With unknown baby, in unknown venue.
When?
 
Wow!  Dick Ingwall has opened the digital horn of plenty and dumped a load of interesting cancer news onto my computer.  I will deal with a little of it here, then come back to it in a day or two.
The first bit is both gratifying and provocative.  Dr. Mary-Claire King, of the University of Washington, has been awarded the Lasker Prize, which is an enormously prestigious award for contributions to medical science.  It appears that Dr. King was the first person to recognize that a mutation of the BRCA1 gene is associated with a greatly increased risk of breast cancer (and, as it later appeared, ovarian cancer was well).  In her acceptance address she called for universal testing of women for this, and presumably other related, genetic anomalies.  We have pondered that possibility before.  The argument "for” is simple; it would save women’s’ lives, as mutation-carriers  could gthen be monitored more carefully and treated, if necessary, when the cancer is small.  The argument “against” is twofold: cost, and quality of life.  Eventually, I fervently hope, technology will reduce the cost of genetic testing to a manageable level.  However, it will remain true that such universal testing will reduce the quality of life for a substantial number of people; those women who are positive for the mutation but never develop the disease (and that would be most of them), and – of course – their families and friends.  This seems to boil down to a simple choice: is it better to scare the moderate hell out of 100 women and save one life, or leave everyone in blissful ignorance and lose that life?  To me the answer is obvious.  What do you think?

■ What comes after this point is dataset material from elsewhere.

PR #11503, opened 2024-05-06
Avoid creating multiple UdpClient instances for the same IPAddress in AutoDiscoveryHost

### LINKED ISSUE #11498: Auto-discovery causes server to stop responding

nielsvanvelzen:
**Changes**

However, several things seem indisputable.  First of all, we need more access to genetic counseling.  Also, the organization called FORCE* is definitely on to something.
*I blogged about FORCE previously:
and several times thereafter.
 
 


2 comments:

  1. Linda Kelly I think that the testing, in combination with education and scheduled testing and checkups is the answer. It is far better to save one life then to worry about affecting the quality of others. I tried to comment on your blog page but for some reason can not make it work again.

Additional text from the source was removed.